WORK INSTRUCTION. Please restate exactly what appears in the records below from the first line to the line where "CIPop: I agree" is, that line included.

[Extracted data entries]
PR #794, opened 2020-05-27
Add log classification for IoT Convenience layer

hihigupt:
Adding log classification for IoT Convenience layer e.g AZRTOS Convenience layer (https://github.com/azure-rtos/azure-iot-preview).

### DIFF
--- a/sdk/core/az_core/inc/az_log.h
+++ b/sdk/core/az_core/inc/az_log.h
@@ -55,6 +55,9 @@ typedef enum
 
   AZ_LOG_IOT_SAS_TOKEN
   = _az_LOG_MAKE_CLASSIFICATION(_az_FACILITY_IOT, 2), ///< IoT Client generated new SAS token.
+
+  AZ_LOG_IOT_AZURERTOS
+  = _az_LOG_MAKE_CLASSIFICATION(_az_FACILITY_IOT, 3), ///< Azure IoT classification for Azure RTOS.
 } az_log_classification;
 
 /**


sdk/core/az_core/inc/az_log.h
```diff
@@ -55,6 +55,9 @@ typedef enum
 
   AZ_LOG_IOT_SAS_TOKEN
   = _az_LOG_MAKE_CLASSIFICATION(_az_FACILITY_IOT, 2), ///< IoT Client generated new SAS token.
+
+  AZ_LOG_IOT_CONVENIENCE_LAYER
```
gilbertw, line 59: I don't see a reason to expose this to the user.  Can you elaborate on the scenario

hihigupt: Convenience layer act as a platform specific sdk for Azure IoT. In the AZRTOS, we have AZRTOS convenience layer that depends upon azure-sdk-for-c as a submodule (https://github.com/azure-rtos/azure-iot-preview/tree/master/azure_iot). In this convenience layer we want to use the same infrastructure as sdk-iot-core uses, because from customer point of view it is sdk for IoT. To allow logging from convenience layer, I added this classification under IoT facility.

CIPop: I agree with @gilbertw - due to layering (convenience layers depend on emb SDK) I think the constant should be defined within the respective convenience layer, not within the SDK.
As I did offline, I argue that the convenience layer may want to use a different logging system that is more suited to the platform.

hihigupt: Few things to consider.
1. If I do not constant in sdk-core, I have no way of making sure that classification is unique. That is the sole reason to put this here.
2. If convenience layer has different logging system, that means now for customer we have to expose to mechanism for sdk logs (one for convenience and sdk). 

@JeffreyRichter Any suggestions.

JeffreyRichter: @hihigupt : Actually, each facility code does guarantee uniqueness for results and log classifications. If you simply use the IOT classification, then you can have conflicts within IoT but not won't conflict with other client libraries (like Storage or KeyVault).

If Azure RTOS does already have a logging mechanism, then it does make sense for you to integrate with that and to NOT produce log messages using the Azure Embedded C SDK. However, you could be a CONSUMER of the Azure SDK logs by registering a callback and then forwarding the SDK log messages to the Azure RTOS log mechanism.

As you say in #2, having multiple logging systems is a problem. If RTOS already has a log system, then there are already 2 and you definitely should not introduce a third. If RTOS doesn't have a log system, then you probably are better off using ours so that there is just 1; not 2.

hihigupt: In AZRTOS there is no logging infrastructure. But for convenience layer we created a logging mechanism by mapping our log to printf directly. Now we want to remove that logging mess, and align to sdk logging infrastructure.

CIPop: The SDK trace points should normally be available in production environments (enabled/disabled on request) to allow debugging. I don't think the same mechanism should be used for development-time tracing that should never make its way into production environments (I don't see a problem with those being `printf` as long as they don't interfere too much with application timings - e.g. a blocking write to a slow serial console will likely interfere).

For AZRTOS I thought TraceX can log events for production/performance analysis based on eventID. For a Windows application I would recommend ETW and for Linux something like LTTng.

hihigupt: For embedded system size is strong requirement which might not be true for other systems (Like Linux and Windows you mentioned). Having duplicate code that we can reuse, which does the same thing is going against this requirement. 

Regarding TraceX I will let @TiejunMS/@yuxin-azrtos to comment.

TiejunMS: @yuxin-azrtos, correct me If I was wrong. TraceX is designed for logging system events such as interrupt, thread scheduling and etc.  These events need to be simple enough so timing of system won't be affected. For convenience layer (CL), we need to log lots of literals for further debug purpose. It is not proper to use TraceX. Since log feature is provided by Azure SDK, we would like to use it in CL too. From user's pointer of view, CL and Azure SDK is one product. It makes no sense to define two log systems. So it would be great if we can have a unique classification in Azure SDK or share one with Azure SDK IoT.

hihigupt: @JeffreyRichter @CIPop  any comments?

JeffreyRichter: @gilbertw : Please unblock. Himanshu & I spoke and we think this is the best approach.

CIPop: @hihigupt, @TiejunMS for production-level debugging events need to be simple to avoid overheads. The two systems I mention are commonly used for both perf and bug investigations. On Windows, the ETW traces are collected automatically by Watson when a crash occurs. On large AzRTOS systems this should also be possible. On small systems the device should have the ability to turn things off and on. As I said before.

As you mention, your primary scenario is "Debug" in which case the logs should be compiled out as we do with contracts. Azure SDK logging _should not_ be compiled out and the application should have a way to enable/disable logging as well as sending the logs to the developer investigating the issue.

sdk/core/az_core/inc/az_log.h
```diff
@@ -55,6 +55,9 @@ typedef enum
...
+  = _az_LOG_MAKE_CLASSIFICATION(_az_FACILITY_IOT, 3), ///< Azure IoT platform specific convenience layer.
```
ahsonkhan, line 60: Can you please share a sample usage code/scenario that requires this log classification, to help me understand the motivation?

sdk/core/az_core/inc/az_log.h
hihigupt: Discussed offline, @JeffreyRichter  is ok with this dependency in azure core.

sdk/core/az_core/inc/az_log.h
hihigupt: This will be used in Azure RTOS convenience layer implementation https://github.com/azure-rtos/azure-iot-preview/blob/master/azure_iot/nx_azure_iot_hub_client.c

sdk/core/az_core/inc/az_log.h
gilbertw: @JeffreyRichter do we want to expose the notion of convenience layers to the customer?  The distinction doesn't make sense as a developer in the track2 SDKs?  As a developer I would expect to turn on logging for "AZ_LOG_IOT".  
As a customer,
  What is the convenience layer?  Are we talking about the convenience paradigm of the old SDK?
Per the previous SDK:
`
Applications may also use the non \_LL\_ API set, which is also known as the "convenience layer."  
`

JeffreyRichter: @hihigupt : Rick & I spoke today and we think the name of this should change to AZ_LOG_IOT_AZURERTOS. This makes it clear to customers that it is specifically for Azure RTOS (and no other RTOS) and also does put the concept of "convenience layer" in the customer's face.

gilbertw, line 59:
```suggestion
  AZ_LOG_IOT_AZURERTOS
```

hihigupt: Ack.

sdk/core/az_core/inc/az_log.h
```diff
@@ -55,6 +55,9 @@ typedef enum
 
   AZ_LOG_IOT_SAS_TOKEN
   = _az_LOG_MAKE_CLASSIFICATION(_az_FACILITY_IOT, 2), ///< IoT Client generated new SAS token.
+
+  AZ_LOG_IOT_AZURERTOS
```
ahsonkhan, line 59: nit: Should this have an underscore between Azure and RTOS?
```suggestion
  AZ_LOG_IOT_AZURE_RTOS
```

JeffreyRichter: Rick and I decided against the additional underscore. We tried it and it made it look like azure and rtos were not related to each other but this is specifically for "azure rtos"

PR #800, opened 2020-06-02
Temporary measure for the header to point into token's memory

antkmsft:
Pointing to a volatile memory is a bit better category of a bug, than pointing to a random location.
#799

### DIFF
--- a/sdk/core/az_core/src/az_credential_client_secret.c
+++ b/sdk/core/az_core/src/az_credential_client_secret.c
@@ -67,8 +67,13 @@ static AZ_NODISCARD az_result _az_credential_client_secret_apply(
 
   int16_t const token_length = token._internal.token_length;
 
+  // Still bad in terms of cuncurrency, but at least the pointer is not pointing to an unknown memory.
+  // Temporary measure to improve https://github.com/Azure/azure-sdk-for-c/issues/799 a bit.
+  uint8_t* const token_buf_ptr
+      = (uint8_t*)credential->_internal.token_credential._internal.token._internal.token;
+
   AZ_RETURN_IF_FAILED(az_http_request_append_header(
-      ref_request, _az_auth_header_name, az_span_init(token._internal.token, token_length)));
+      ref_request, _az_auth_header_name, az_span_init(token_buf_ptr, token_length)));
 
   return AZ_OK;
 }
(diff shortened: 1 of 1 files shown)


antkmsft:
> do we want to create a new issue to track and don't forget about re-designing this? in terms of thread safety?
I was planning to keep the issue open.

sdk/core/az_core/src/az_credential_client_secret.c
```diff
@@ -67,8 +67,13 @@ static AZ_NODISCARD az_result _az_credential_client_secret_apply(
 
   int16_t const token_length = token._internal.token_length;
 
+  // Still bad in terms of concurrency, but at least the pointer is not pointing to an unknown
+  // memory. Temporary measure to improve https://github.com/Azure/azure-sdk-for-c/issues/799 a bit.
+  uint8_t* const token_buf_ptr
```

EXERCISE ANSWER.
PR #794, opened 2020-05-27
Add log classification for IoT Convenience layer

hihigupt:
Adding log classification for IoT Convenience layer e.g AZRTOS Convenience layer (https://github.com/azure-rtos/azure-iot-preview).

### DIFF
--- a/sdk/core/az_core/inc/az_log.h
+++ b/sdk/core/az_core/inc/az_log.h
@@ -55,6 +55,9 @@ typedef enum
 
   AZ_LOG_IOT_SAS_TOKEN
   = _az_LOG_MAKE_CLASSIFICATION(_az_FACILITY_IOT, 2), ///< IoT Client generated new SAS token.
+
+  AZ_LOG_IOT_AZURERTOS
+  = _az_LOG_MAKE_CLASSIFICATION(_az_FACILITY_IOT, 3), ///< Azure IoT classification for Azure RTOS.
 } az_log_classification;
 
 /**


sdk/core/az_core/inc/az_log.h
```diff
@@ -55,6 +55,9 @@ typedef enum
 
   AZ_LOG_IOT_SAS_TOKEN
   = _az_LOG_MAKE_CLASSIFICATION(_az_FACILITY_IOT, 2), ///< IoT Client generated new SAS token.
+
+  AZ_LOG_IOT_CONVENIENCE_LAYER
```
gilbertw, line 59: I don't see a reason to expose this to the user.  Can you elaborate on the scenario

hihigupt: Convenience layer act as a platform specific sdk for Azure IoT. In the AZRTOS, we have AZRTOS convenience layer that depends upon azure-sdk-for-c as a submodule (https://github.com/azure-rtos/azure-iot-preview/tree/master/azure_iot). In this convenience layer we want to use the same infrastructure as sdk-iot-core uses, because from customer point of view it is sdk for IoT. To allow logging from convenience layer, I added this classification under IoT facility.

CIPop: I agree with @gilbertw - due to layering (convenience layers depend on emb SDK) I think the constant should be defined within the respective convenience layer, not within the SDK.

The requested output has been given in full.